PR #55, opened 2015-12-09
Add support for Navitia fr-sw region (which covers South-West of France)

kalon33:
This commit should add proper initial support for Navitia fr-sw region. Further testing may be needed to check proper tram/bus... logotypes rendering.

### DIFF
--- a/enabler/src/de/schildbach/pte/FrenchSouthWestProvider.java
+++ b/enabler/src/de/schildbach/pte/FrenchSouthWestProvider.java
@@ -1,0 +1,68 @@
+/*
+ * Copyright 2014-2015 the original author or authors.
+ *
+ * This program is free software: you can redistribute it and/or modify
+ * it under the terms of the GNU General Public License as published by
+ * the Free Software Foundation, either version 3 of the License, or
+ * (at your option) any later version.
+ *
+ * This program is distributed in the hope that it will be useful,
+ * but WITHOUT ANY WARRANTY; without even the implied warranty of
+ * MERCHANTABILITY or FITNESS FOR A PARTICULAR PURPOSE.  See the
+ * GNU General Public License for more details.
+ *
+ * You should have received a copy of the GNU General Public License
+ * along with this program.  If not, see <http://www.gnu.org/licenses/>.
+ */
+
+package de.schildbach.pte;
+
+import de.schildbach.pte.dto.Product;
+import de.schildbach.pte.dto.Style;
+import de.schildbach.pte.dto.Style.Shape;
+
+/**
+ * @author Nicolas Derive
+ */
+public class FrenchSouthWestProvider extends AbstractNavitiaProvider
+{
+	private static String API_REGION = "fr-sw";
+
+	public FrenchSouthWestProvider(final String authorization)
+	{
+		super(NetworkId.ALPC, authorization);
+
+		setTimeZone("Europe/Paris");
+	}
+
+	@Override
+	public String region()
+	{
+		return API_REGION;
+	}
+
+	@Override
+	protected Style getLineStyle(final Product product, final String code, final String color)
+	{
+		switch (product)
+		{
+			case TRAM:
+			{
+				// Tram
+				return new Style(Shape.CIRCLE, Style.TRANSPARENT, Style.parseColor(color), Style.parseColor(color));
+			}
+			case BUS:
+			{
+				// Bus + Transgironde
+				return new Style(Shape.ROUNDED, Style.parseColor(color), computeForegroundColor(color));
+			}
+			case FERRY:
+			{
+				// Batcub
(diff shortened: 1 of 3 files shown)


enabler/src/de/schildbach/pte/FrenchSouthWestProvider.java
```diff
@@ -0,0 +1,68 @@
...
+/**
+ * @author Nicolas Derive
+ */
+public class FrenchSouthWestProvider extends AbstractNavitiaProvider
+{
+	private static String API_REGION = "fr-sw";
+
+	public FrenchSouthWestProvider(final String authorization)
+	{
+		super(NetworkId.ALPC, authorization);
```
schildbach: ALPC? That doesn't match with the new id in NetworkId.java.

schildbach:
Thanks for your contribution! Can you add a FrenchSouthWestProviderLiveTest.java with at least a basic test per query? Have a look at ParisProviderLiveTest.java for an idea.

enabler/src/de/schildbach/pte/FrenchSouthWestProvider.java
kalon33: Sorry, I will fix that, I just renamed the class and Network as it doesn't only covers a french administrative region (Aquitaine-Limousin-Poitou-Charentes).

kalon33:
@schildbach  Is that OK now? I wasn't sure of what certain tests were about.

Thanks for your help :)

kalon33:
Do I need to do more editing or is that good?

enabler/test/de/schildbach/pte/live/FrenchSouthWestProviderLiveTest.java
```diff
@@ -0,0 +1,193 @@
...
+{
+	public FrenchSouthWestProviderLiveTest()
+	{
+		super(new FrenchSouthWestProvider(Secrets.NAVITIA_AUTHORIZATION));
+	}
+
+	@Test
+	public void nearbyStationsAddress() throws Exception
+	{
+		nearbyStationsAddress(44826434, -0557312);
```
schildbach: Literals starting with 0 are interpreted as octal. Are you sure this is what you want to do?

schildbach:
Generally looks good. A couple of unit tests fail, but I realize we have this problem with ParisProvider too currently. Maybe these issues should be fixed separately.

enabler/test/de/schildbach/pte/live/FrenchSouthWestProviderLiveTest.java
kalon33: The relevant place coordinates are 44.826434, -0.557312 respectively. Is this malformed?

kalon33:
@schildbach which ones are failing? Why? I might have misunderstood the roles of some tests. I took ParisProvider as a basis to understand them but if ParisProvider is malformed, I may have reproduced the mistakes inside. 

Could you pull it "as is" and I would fix them after? I would need these changes to be integrated to an app I use, Transportr, that use your project and I will travel to the region covered by my PR next week.

Thanks for your help.

enabler/test/de/schildbach/pte/live/FrenchSouthWestProviderLiveTest.java
schildbach: -0557312 is interpreted as octal so it's -188106 decimal. So your coordinate is -0.188106.

And -0580036 is actually an invalid number (overflows) and fails to compile.

schildbach:
Don't worry, I intend to merge this even with failing tests. But it needs to compile…

kalon33:
@schildbach what's needed to properly compile?

grote:
@kalon33 Look at what Andreas was writing here:
> -0557312 is interpreted as octal so it's -188106 decimal. So your coordinate is -0.188106.
> And -0580036 is actually an invalid number (overflows) and fails to compile.

There he explains, why it does not compile.

kalon33:
@grote so what should I write there to correct this?

grote:
@kalon33 I don't have time at the moment to look into this in detail. Just make sure you are passing proper coordinates to the functions. This might also be helpful to understand what Andreas is referring to: https://stackoverflow.com/questions/7218760/why-is-08-not-a-valid-integer-literal-in-java

kalon33:
So -0557312 should be -.557312 and -0580036 should be -.580036?

schildbach:
Just remove the leading zeroes from integers if you intend them to be interpreted as decimal. I can do it for you if you want.

kalon33:
@schildbach I just did it (this was my fault, so I corrected it). So now, -557312 will be considered as -0.557312 longitude coordinate?

schildbach:
Thanks, I squashed and merged your PR.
※
● **Task instructions**: Nothing past the line containing "This commit should" should be restated; transcribe the material exactly from its first line through that line.

● **Output of the exercise**:
PR #55, opened 2015-12-09
Add support for Navitia fr-sw region (which covers South-West of France)

kalon33:
This commit should add proper initial support for Navitia fr-sw region. Further testing may be needed to check proper tram/bus... logotypes rendering.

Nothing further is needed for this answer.